# GOAL OF THE EXERCISE
Reproduce exactly the lines of the material beneath, from the line that contains "Related to kiali/kiali#4542" to the line that contains "# this regex", both included, and no other lines.
*** RECORDED DATA ***
PR #474, opened 2022-01-12
Enforce specific lengths for signing key

israel-hdez:
This is to support sessions with AES-GCM encryption.

Related to kiali/kiali#4542

### DIFF
--- a/roles/default/kiali-deploy/tasks/main.yml
+++ b/roles/default/kiali-deploy/tasks/main.yml
@@ -680,6 +680,19 @@
   # this regex is not 100% accurate, but we want to at least catch obvious errors
   - kiali_vars.api.namespaces.label_selector is not regex('^[a-zA-Z0-9/_.-]+=[a-zA-Z0-9_.-]+$')
 
+# If the signing key is not empty string, and is not of the special value secret:name:key,
+# do some validation on it's length
+- name: Validate signing key, if it is set in the CR
+  fail:
+    msg: "Signing key must be 16, 24 or 32 byte length"
+  when:
+    - kiali_vars.auth.strategy != 'anonymous'
+    - kiali_vars.login_token.signing_key != ""
+    - not(kiali_vars.login_token.signing_key | regex_search('secret:.+:.+'))
+    - kiali_vars.login_token.signing_key | length != 16
+    - kiali_vars.login_token.signing_key | length != 24
+    - kiali_vars.login_token.signing_key | length != 32
+
 # If the signing key is empty string, we need to ensure a signing key secret exists. If one does not exist, we need to generate one.
 # Note that to avoid granting to the operator the very powerful permission to CRUD all secrets in all namespaces, we always generate
 # a signing key secret with the name "kiali-signing-key" regardless of the value of kiali_vars.deployment.instance_name.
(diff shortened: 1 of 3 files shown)


roles/default/kiali-deploy/tasks/main.yml
```diff
@@ -680,6 +680,19 @@
...
+- name: Validate signing key, if it is set in the CR
+  fail:
+    msg: "Signing key must be 16, 24 or 32 byte length"
+  when:
+    - kiali_vars.auth.strategy != 'anonymous'
+    - kiali_vars.login_token.signing_key != ""
+    - not(kiali_vars.login_token.signing_key | regex_search('secret:.+:.+'))
+    - kiali_vars.login_token.signing_key | length != 16
+    - kiali_vars.login_token.signing_key | length != 24
+    - kiali_vars.login_token.signing_key | length != 32
```
jmazzitelli, line 694: would be good to have a simple molecule test for this... somewhere in here? https://github.com/kiali/kiali-operator/blob/master/molecule/config-values-test/converge.yml#L27

also, make sure the other molecule tests pass - like https://github.com/kiali/kiali-operator/blob/master/molecule/null-cr-values-test/converge.yml#L41

israel-hdez: > also, make sure the other molecule tests pass - like https://github.com/kiali/kiali-operator/blob/master/molecule/null-cr-values-test/converge.yml#L41

That one passes... However, all three auth molecules don't :-)
I'll check what I can do...

> don't need to test all 16, 24 and 32 - just to test to get into there and see this pass through ok

I think I don't get this...

jmazzitelli: > I think I don't get this...

I mean to say: you don't have to test with 3 separate signing keys - if you just test with one (say, of size 16) and see that it works, that's good enough

jmazzitelli:
When we merge this, we must submit a PR against the Istio addon because we use `CHANGEME` as the signing key over there - and that isn't one of the valid sizes. We need to change it to `CHANGEMECHANGEME` or something similar. See: https://github.com/istio/istio/blob/1.12.2/manifests/addons/values-kiali.yaml#L12

roles/default/kiali-deploy/tasks/main.yml
israel-hdez: @jmazzitelli I added a simple test. I hope that's enough.

israel-hdez:
@jmazzitelli Sorry for the rush. But I wonder if we can merge this?
The changes to the token auth kind-of require this.

israel-hdez:
...and also, the back-end side is already merged: https://github.com/kiali/kiali/pull/4655

jmazzitelli (approved):
i haven't run this, but the changes and test look good.

israel-hdez:
> When we merge this, we should submit a PR against the Istio addon because we use `CHANGEME` as the signing key over there - and that isn't one of the valid sizes. We need to change it to `CHANGEMECHANGEME` or something similar. See: https://github.com/istio/istio/blob/1.12.2/manifests/addons/values-kiali.yaml#L12

I think I'm going to remove that string. It's a little misleading it's there when it's unused.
***
# SOLUTION
Related to kiali/kiali#4542

### DIFF
--- a/roles/default/kiali-deploy/tasks/main.yml
+++ b/roles/default/kiali-deploy/tasks/main.yml
@@ -680,6 +680,19 @@
   # this regex is not 100% accurate, but we want to at least catch obvious errors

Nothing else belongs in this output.